* TASK TO CARRY OUT: Every line below containing the word "AlignParamsWithDb" should be found and copied.

· · · ·

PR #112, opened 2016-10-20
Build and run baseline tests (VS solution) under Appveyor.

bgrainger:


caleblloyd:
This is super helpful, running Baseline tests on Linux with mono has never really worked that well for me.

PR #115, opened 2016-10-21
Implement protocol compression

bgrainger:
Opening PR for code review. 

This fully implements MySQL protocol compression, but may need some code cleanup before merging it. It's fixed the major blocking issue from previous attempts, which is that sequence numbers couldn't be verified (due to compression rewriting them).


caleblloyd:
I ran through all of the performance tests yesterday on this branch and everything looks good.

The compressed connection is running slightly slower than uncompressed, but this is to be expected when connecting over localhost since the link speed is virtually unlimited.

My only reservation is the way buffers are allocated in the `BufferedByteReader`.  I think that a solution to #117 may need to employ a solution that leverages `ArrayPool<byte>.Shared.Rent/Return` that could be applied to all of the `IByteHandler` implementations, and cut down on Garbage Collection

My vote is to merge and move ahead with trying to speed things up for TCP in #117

· · · ·

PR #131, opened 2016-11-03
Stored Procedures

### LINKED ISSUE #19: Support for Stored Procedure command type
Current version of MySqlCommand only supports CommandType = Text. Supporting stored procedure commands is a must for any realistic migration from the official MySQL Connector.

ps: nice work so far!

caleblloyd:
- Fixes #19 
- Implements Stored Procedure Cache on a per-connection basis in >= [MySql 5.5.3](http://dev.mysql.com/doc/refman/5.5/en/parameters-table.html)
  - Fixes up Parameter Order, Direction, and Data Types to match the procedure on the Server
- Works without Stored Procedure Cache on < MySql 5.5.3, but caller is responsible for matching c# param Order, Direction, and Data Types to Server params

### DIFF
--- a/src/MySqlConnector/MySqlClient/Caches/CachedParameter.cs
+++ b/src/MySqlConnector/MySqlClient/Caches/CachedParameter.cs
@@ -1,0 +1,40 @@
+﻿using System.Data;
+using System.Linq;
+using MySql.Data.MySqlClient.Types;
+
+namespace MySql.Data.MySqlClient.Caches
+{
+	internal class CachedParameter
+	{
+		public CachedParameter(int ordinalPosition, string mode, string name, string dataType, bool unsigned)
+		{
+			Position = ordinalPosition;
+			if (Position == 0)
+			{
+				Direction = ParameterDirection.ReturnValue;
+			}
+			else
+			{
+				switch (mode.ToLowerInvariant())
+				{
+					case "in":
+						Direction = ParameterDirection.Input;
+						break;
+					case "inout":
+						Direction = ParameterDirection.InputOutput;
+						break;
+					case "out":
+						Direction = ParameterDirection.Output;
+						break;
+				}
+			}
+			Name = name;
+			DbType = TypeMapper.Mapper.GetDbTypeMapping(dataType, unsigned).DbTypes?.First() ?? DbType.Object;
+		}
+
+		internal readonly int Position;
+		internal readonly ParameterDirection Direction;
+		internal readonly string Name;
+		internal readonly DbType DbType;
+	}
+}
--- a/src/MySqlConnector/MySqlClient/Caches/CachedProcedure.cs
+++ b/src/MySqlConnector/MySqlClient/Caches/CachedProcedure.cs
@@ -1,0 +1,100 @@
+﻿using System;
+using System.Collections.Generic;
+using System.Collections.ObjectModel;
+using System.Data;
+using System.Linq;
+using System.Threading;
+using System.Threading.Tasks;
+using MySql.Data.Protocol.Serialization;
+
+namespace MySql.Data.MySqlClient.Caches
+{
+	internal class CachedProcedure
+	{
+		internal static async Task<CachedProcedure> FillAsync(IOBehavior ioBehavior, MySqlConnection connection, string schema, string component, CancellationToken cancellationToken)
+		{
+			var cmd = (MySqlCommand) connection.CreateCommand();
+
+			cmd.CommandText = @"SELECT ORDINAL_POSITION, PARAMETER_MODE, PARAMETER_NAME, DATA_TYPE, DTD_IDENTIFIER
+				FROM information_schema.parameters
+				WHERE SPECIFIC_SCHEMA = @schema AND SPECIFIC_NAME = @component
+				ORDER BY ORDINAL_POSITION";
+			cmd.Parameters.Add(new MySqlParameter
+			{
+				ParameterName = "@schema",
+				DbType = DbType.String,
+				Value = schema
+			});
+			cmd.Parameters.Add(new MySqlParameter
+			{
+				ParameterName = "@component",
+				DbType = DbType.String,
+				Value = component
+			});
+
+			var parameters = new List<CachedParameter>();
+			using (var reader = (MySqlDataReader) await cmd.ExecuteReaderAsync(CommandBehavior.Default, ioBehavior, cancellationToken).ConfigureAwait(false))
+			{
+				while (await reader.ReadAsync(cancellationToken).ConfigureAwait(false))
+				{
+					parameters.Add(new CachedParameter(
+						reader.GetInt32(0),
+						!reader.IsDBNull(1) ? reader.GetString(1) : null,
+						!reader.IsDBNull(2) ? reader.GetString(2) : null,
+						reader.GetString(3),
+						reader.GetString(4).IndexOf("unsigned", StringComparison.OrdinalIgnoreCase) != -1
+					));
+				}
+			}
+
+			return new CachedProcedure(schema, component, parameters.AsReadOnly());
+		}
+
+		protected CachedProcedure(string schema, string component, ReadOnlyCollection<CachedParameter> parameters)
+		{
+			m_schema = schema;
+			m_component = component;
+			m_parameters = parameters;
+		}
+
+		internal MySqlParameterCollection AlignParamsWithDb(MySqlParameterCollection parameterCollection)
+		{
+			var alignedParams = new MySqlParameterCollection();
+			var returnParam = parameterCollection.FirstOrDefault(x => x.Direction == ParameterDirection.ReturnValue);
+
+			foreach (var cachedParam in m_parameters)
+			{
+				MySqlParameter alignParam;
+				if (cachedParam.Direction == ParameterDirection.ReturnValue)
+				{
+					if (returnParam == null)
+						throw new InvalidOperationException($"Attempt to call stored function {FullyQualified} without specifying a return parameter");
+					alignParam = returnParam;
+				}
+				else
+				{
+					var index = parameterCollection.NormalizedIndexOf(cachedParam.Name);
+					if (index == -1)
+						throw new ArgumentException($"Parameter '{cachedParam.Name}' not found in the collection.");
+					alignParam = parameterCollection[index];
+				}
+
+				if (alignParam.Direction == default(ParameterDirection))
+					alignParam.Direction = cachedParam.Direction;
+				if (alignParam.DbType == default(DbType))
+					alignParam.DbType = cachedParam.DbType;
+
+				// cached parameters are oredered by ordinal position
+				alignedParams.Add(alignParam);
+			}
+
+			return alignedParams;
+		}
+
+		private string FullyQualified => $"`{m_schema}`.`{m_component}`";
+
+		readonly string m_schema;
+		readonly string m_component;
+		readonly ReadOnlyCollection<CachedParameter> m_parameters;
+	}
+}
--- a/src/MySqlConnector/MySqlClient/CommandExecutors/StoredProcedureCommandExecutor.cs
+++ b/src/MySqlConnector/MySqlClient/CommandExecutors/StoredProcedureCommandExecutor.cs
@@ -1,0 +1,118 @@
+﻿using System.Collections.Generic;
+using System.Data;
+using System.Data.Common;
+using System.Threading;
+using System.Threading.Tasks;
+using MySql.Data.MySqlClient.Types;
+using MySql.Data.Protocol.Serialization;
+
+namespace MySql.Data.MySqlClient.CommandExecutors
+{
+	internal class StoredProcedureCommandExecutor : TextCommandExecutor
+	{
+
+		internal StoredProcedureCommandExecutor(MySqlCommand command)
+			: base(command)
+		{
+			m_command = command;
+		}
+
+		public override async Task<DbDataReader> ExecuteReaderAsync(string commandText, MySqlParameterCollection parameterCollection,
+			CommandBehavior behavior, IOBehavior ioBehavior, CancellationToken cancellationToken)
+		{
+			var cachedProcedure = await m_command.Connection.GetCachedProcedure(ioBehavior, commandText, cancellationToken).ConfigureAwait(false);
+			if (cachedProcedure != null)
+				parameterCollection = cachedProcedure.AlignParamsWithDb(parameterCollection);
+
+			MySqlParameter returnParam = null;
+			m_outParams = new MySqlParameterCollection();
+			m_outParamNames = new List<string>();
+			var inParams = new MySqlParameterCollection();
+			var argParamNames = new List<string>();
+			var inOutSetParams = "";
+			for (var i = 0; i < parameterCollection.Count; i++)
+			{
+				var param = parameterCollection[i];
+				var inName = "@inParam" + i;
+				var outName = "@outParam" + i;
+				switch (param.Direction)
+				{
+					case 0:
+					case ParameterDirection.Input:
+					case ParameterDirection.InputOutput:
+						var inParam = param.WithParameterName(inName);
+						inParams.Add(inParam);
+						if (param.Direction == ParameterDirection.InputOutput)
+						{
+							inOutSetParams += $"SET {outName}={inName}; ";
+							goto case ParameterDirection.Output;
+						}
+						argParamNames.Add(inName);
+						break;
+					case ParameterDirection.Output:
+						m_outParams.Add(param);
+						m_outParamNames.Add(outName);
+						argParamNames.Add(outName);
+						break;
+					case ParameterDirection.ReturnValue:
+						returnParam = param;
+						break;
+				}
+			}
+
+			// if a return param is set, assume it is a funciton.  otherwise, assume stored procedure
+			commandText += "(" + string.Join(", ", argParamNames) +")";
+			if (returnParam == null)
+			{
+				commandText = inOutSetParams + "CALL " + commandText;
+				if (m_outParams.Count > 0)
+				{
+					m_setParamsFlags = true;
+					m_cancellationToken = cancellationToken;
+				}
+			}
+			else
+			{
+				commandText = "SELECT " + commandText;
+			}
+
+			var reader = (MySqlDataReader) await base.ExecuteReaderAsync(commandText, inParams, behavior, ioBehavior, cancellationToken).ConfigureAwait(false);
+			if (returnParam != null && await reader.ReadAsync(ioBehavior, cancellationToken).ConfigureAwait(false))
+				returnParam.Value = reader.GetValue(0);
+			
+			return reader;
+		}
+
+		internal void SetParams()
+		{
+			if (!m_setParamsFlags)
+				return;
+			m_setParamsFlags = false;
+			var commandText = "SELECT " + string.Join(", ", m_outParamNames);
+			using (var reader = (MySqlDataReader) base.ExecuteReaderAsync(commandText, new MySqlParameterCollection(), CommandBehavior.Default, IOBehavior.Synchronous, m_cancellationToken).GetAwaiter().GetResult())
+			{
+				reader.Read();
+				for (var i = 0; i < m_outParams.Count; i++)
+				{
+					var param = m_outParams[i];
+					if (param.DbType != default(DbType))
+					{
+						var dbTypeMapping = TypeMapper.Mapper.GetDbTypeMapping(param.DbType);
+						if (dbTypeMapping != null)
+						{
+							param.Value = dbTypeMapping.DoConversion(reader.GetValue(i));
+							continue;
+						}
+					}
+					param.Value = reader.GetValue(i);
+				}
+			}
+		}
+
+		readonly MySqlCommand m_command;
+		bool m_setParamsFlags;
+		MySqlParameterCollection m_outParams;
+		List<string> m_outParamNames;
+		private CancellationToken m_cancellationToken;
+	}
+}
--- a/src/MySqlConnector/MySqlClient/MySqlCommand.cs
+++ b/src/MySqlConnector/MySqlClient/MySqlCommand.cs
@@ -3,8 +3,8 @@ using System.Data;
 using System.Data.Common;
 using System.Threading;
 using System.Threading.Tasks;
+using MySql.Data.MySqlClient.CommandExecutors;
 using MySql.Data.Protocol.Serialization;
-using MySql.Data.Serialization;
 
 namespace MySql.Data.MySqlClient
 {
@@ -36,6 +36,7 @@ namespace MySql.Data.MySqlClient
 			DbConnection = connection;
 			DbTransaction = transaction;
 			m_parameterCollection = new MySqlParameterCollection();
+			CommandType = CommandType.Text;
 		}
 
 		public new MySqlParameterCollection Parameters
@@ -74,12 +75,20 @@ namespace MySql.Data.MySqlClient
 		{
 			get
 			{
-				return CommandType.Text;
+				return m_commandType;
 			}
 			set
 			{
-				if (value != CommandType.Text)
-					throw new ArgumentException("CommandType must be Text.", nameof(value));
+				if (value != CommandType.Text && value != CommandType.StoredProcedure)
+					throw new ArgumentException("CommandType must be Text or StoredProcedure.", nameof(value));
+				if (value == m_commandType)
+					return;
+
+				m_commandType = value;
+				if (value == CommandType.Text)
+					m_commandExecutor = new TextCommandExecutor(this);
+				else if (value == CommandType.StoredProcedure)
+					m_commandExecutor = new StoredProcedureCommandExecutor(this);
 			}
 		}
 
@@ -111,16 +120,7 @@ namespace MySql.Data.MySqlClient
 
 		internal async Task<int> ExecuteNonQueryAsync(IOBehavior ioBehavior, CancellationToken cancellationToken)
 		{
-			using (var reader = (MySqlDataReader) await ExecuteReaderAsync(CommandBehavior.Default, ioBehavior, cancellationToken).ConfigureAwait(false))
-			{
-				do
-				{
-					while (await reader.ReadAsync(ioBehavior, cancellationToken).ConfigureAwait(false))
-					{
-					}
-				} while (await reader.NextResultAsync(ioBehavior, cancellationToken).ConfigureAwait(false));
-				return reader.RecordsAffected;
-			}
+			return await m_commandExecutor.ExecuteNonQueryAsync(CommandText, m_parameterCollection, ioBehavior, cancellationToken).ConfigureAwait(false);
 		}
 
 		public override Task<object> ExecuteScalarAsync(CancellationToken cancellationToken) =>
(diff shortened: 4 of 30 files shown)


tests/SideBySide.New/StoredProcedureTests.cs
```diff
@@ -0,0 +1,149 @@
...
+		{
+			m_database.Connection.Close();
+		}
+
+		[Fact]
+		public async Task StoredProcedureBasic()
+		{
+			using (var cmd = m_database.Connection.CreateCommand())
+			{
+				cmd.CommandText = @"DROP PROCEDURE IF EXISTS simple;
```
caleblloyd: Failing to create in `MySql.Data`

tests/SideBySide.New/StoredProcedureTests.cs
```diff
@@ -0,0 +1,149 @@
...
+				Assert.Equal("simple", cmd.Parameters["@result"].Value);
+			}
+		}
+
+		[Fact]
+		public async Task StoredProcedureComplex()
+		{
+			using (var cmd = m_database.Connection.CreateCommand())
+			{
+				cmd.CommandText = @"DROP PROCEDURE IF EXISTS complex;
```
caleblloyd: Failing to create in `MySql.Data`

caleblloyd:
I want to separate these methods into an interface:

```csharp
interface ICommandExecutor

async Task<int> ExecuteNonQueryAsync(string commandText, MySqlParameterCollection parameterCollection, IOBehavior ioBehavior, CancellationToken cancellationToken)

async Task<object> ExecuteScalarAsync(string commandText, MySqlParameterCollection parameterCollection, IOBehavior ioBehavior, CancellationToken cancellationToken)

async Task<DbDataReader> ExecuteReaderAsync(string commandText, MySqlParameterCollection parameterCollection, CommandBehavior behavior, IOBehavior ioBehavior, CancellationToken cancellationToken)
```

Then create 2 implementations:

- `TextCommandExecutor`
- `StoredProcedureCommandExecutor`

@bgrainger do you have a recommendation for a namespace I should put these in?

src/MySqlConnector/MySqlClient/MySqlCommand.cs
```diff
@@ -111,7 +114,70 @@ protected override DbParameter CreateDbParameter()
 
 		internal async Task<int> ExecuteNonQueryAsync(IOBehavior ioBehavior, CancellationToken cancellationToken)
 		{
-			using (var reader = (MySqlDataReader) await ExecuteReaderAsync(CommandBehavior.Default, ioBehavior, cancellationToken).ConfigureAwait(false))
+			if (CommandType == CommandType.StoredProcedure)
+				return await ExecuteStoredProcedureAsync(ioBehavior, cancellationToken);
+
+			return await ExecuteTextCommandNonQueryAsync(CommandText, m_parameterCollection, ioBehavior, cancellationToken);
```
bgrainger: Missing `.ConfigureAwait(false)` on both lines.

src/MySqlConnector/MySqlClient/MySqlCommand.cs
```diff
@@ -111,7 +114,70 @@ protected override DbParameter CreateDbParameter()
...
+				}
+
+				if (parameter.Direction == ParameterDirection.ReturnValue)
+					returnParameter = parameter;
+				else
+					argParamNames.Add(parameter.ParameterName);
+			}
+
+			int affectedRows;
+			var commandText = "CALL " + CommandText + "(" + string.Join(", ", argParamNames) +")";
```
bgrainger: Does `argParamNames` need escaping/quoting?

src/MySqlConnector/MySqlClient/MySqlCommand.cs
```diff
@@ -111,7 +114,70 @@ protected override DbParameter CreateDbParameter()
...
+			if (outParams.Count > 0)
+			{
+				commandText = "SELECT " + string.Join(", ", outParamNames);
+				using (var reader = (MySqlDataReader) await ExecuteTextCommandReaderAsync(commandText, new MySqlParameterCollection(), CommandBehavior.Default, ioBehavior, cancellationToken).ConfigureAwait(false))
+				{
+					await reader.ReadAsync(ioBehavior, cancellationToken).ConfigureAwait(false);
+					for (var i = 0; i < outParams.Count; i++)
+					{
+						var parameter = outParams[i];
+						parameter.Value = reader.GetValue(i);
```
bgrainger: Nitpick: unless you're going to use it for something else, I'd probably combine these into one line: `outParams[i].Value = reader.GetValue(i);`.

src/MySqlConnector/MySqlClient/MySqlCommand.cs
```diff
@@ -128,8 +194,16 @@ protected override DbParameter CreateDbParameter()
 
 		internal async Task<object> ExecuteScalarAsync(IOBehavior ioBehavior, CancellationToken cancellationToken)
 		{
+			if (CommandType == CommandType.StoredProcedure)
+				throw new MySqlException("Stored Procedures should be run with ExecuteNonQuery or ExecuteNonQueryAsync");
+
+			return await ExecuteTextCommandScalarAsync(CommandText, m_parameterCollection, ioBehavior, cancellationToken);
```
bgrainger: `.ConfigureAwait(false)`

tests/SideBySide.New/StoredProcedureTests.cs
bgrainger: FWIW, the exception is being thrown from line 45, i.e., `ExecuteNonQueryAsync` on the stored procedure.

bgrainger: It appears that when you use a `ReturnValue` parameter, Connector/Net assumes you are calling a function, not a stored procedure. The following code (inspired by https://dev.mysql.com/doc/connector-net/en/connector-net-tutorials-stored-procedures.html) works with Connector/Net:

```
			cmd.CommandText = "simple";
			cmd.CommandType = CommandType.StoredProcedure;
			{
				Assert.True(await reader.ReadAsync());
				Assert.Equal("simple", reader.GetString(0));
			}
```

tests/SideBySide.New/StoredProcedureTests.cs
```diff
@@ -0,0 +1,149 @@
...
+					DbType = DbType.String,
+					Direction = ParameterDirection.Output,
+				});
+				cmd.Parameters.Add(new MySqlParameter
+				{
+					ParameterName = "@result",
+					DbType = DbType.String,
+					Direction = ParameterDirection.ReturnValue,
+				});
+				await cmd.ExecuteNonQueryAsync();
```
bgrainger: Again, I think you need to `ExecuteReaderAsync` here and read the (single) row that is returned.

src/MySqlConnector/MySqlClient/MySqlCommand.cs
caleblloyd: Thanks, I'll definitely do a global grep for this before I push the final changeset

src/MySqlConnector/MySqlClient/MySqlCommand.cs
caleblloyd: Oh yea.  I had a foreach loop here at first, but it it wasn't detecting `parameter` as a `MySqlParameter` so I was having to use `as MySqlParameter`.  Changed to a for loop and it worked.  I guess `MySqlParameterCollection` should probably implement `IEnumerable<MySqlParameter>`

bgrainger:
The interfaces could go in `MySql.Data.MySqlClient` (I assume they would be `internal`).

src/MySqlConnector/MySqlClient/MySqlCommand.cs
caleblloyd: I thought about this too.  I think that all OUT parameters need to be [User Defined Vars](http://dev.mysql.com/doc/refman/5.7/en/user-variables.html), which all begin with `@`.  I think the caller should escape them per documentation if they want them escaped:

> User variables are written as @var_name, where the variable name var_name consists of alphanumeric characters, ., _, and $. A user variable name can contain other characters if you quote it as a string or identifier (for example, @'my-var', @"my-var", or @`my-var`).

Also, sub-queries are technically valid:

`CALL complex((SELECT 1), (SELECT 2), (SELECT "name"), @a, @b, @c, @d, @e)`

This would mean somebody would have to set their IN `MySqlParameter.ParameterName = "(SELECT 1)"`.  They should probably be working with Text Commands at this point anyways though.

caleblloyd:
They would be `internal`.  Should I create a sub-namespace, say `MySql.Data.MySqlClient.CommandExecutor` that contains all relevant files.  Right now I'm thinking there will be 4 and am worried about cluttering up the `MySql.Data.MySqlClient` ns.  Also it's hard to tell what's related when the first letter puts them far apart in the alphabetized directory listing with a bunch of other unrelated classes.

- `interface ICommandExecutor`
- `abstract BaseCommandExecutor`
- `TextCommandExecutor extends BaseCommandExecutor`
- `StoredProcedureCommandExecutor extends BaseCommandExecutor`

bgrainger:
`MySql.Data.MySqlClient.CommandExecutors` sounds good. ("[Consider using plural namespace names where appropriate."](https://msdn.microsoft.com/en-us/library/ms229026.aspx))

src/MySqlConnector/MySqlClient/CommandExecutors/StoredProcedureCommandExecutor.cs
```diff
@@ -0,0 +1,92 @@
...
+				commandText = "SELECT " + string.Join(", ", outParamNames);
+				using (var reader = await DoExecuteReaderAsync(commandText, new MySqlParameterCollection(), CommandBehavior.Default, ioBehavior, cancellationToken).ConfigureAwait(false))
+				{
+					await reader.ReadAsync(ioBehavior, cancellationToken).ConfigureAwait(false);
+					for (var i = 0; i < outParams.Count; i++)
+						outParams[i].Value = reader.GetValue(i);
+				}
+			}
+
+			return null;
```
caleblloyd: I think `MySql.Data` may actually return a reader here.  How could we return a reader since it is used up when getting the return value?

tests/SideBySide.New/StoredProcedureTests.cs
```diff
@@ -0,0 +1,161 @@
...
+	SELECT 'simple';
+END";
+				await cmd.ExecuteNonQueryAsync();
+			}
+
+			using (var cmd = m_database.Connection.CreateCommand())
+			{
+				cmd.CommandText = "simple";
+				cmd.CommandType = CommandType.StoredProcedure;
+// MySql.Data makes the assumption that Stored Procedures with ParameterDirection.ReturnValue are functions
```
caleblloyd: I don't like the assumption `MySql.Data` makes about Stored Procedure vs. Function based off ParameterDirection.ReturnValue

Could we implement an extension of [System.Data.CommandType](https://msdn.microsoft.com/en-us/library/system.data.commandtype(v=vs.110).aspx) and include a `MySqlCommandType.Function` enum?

· · · ·

* ANSWER TO THIS TASK:
+		internal MySqlParameterCollection AlignParamsWithDb(MySqlParameterCollection parameterCollection)
+				parameterCollection = cachedProcedure.AlignParamsWithDb(parameterCollection);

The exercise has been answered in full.